▶ **What you need to do**:
What is needed here is a faithful repeat of every entry, with no character changed.

(Collected data)
######

PR #488, opened 2019-09-03
chore: check images for fastlane and docs

### LINKED ISSUE #486: Readme.md: Add screenshots to /docs/images and add them into the Readme
The Readme.md currently contains screenshots from the Fastlane deployment. All documentation for the project itself should be using the /docs folder. Please **add the screenshots** to /docs/images and link those screenshots instead.

adityastic:
Fixes #486 

Changes: 
- Moved Images to docs folder and we now copy it when we publish using fastlane


scripts/upload-apk.sh
```diff
@@ -36,6 +36,11 @@ git push origin apk --force --quiet > /dev/null
 
 if [[ $TRAVIS_BRANCH =~ ^(master)$ ]]; then
     cd ..
+
+    # Copy Screenshots
+    mkdir -p "fastlane/metadata/android/en-US/images/phoneScreenshots"
+    find docs -type f -name "screen-?.png" -exec cp {} "fastlane/metadata/android/en-US/images/phoneScreenshots/" \;
```
iamareebjamal: Just use cp

iamareebjamal:
Need to find a solution to have F-Droid work as well with this. It won't find the images in this case

scripts/upload-apk.sh
adityastic: @iamareebjamal regex does not work in cp

adityastic:
> Need to find a solution to have F-Droid work as well with this. It won't find the images in this case

Yes true, let me look what else can I do

scripts/upload-apk.sh
adityastic: yeah not using regex, glob can work even in cp. Updated

adityastic:
> Git logically stores each file under its SHA1. What this means is if you have two files with exactly the same content in a repository (or if you rename a file), only one copy is stored.

@iamareebjamal we should not have problem duplicating content

iamareebjamal:
Not the case with binaries. But let me check, maybe I am wrong

iamareebjamal:
Yeah, it'll work. Please go ahead. 

However, please fail the build if there are different count of images in fastlane and docs folder so that when an image is added in one of them, it reminds the developer to add image in the other folder as well

adityastic:
@iamareebjamal yeah that sounds right. Will get it done in some time

adityastic:
@iamareebjamal this is the build failing, I did not opt to check the count rather I check the md5 which will give us the exact content duplication difference.

Failing Build Result: https://travis-ci.com/fossasia/badge-magic-android/builds/126048064
Passing Build Result: https://travis-ci.com/fossasia/badge-magic-android/jobs/231440485

scripts/check-screenshots.sh
```diff
@@ -0,0 +1,7 @@
+#!/bin/sh
+
+FILES_DIFF=$(diff <(find docs/images -type f -name "screen-?.png" -exec md5sum {} + | sort -k 2 | sed 's/ .*\// /') <(find fastlane/metadata/android/en-US/images/phoneScreenshots -type f -exec md5sum {} + | sort -k 2 | sed 's/ .*\// /'))
+if [[ $FILES_DIFF ]]; then
+    echo -e "\033[0;31mScreenshots in docs/images and fastlane/metadata/android/en-US/images/phoneScreenshots are not same\033[0m" >&2
+    exit 5;
```
iamareebjamal: Why not exit 1?

adityastic: Yes 1 is for general errors, we can use that as well. I just wanted to make it unique to our application so I chose a random 5

iamareebjamal: I think it is better to use standard errors. CI may be hardcoded to understand only 1 exit code

adityastic: @iamareebjamal yes true, updated with `exit 1`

######

▶ **Written answer**:
PR #488, opened 2019-09-03
chore: check images for fastlane and docs

### LINKED ISSUE #486: Readme.md: Add screenshots to /docs/images and add them into the Readme
The Readme.md currently contains screenshots from the Fastlane deployment. All documentation for the project itself should be using the /docs folder. Please **add the screenshots** to /docs/images and link those screenshots instead.

adityastic:
Fixes #486 

Changes: 
- Moved Images to docs folder and we now copy it when we publish using fastlane


scripts/upload-apk.sh
```diff
@@ -36,6 +36,11 @@ git push origin apk --force --quiet > /dev/null
 
 if [[ $TRAVIS_BRANCH =~ ^(master)$ ]]; then
     cd ..
+
+    # Copy Screenshots
+    mkdir -p "fastlane/metadata/android/en-US/images/phoneScreenshots"
+    find docs -type f -name "screen-?.png" -exec cp {} "fastlane/metadata/android/en-US/images/phoneScreenshots/" \;
```
iamareebjamal: Just use cp

iamareebjamal:
Need to find a solution to have F-Droid work as well with this. It won't find the images in this case

scripts/upload-apk.sh
adityastic: @iamareebjamal regex does not work in cp

adityastic:
> Need to find a solution to have F-Droid work as well with this. It won't find the images in this case

Yes true, let me look what else can I do

scripts/upload-apk.sh
adityastic: yeah not using regex, glob can work even in cp. Updated

adityastic:
> Git logically stores each file under its SHA1. What this means is if you have two files with exactly the same content in a repository (or if you rename a file), only one copy is stored.

@iamareebjamal we should not have problem duplicating content

iamareebjamal:
Not the case with binaries. But let me check, maybe I am wrong

iamareebjamal:
Yeah, it'll work. Please go ahead. 

However, please fail the build if there are different count of images in fastlane and docs folder so that when an image is added in one of them, it reminds the developer to add image in the other folder as well

adityastic:
@iamareebjamal yeah that sounds right. Will get it done in some time

adityastic:
@iamareebjamal this is the build failing, I did not opt to check the count rather I check the md5 which will give us the exact content duplication difference.

Failing Build Result: https://travis-ci.com/fossasia/badge-magic-android/builds/126048064
Passing Build Result: https://travis-ci.com/fossasia/badge-magic-android/jobs/231440485

scripts/check-screenshots.sh
```diff
@@ -0,0 +1,7 @@
+#!/bin/sh
+
+FILES_DIFF=$(diff <(find docs/images -type f -name "screen-?.png" -exec md5sum {} + | sort -k 2 | sed 's/ .*\// /') <(find fastlane/metadata/android/en-US/images/phoneScreenshots -type f -exec md5sum {} + | sort -k 2 | sed 's/ .*\// /'))
+if [[ $FILES_DIFF ]]; then
+    echo -e "\033[0;31mScreenshots in docs/images and fastlane/metadata/android/en-US/images/phoneScreenshots are not same\033[0m" >&2
+    exit 5;
```
iamareebjamal: Why not exit 1?

adityastic: Yes 1 is for general errors, we can use that as well. I just wanted to make it unique to our application so I chose a random 5

iamareebjamal: I think it is better to use standard errors. CI may be hardcoded to understand only 1 exit code

adityastic: @iamareebjamal yes true, updated with `exit 1`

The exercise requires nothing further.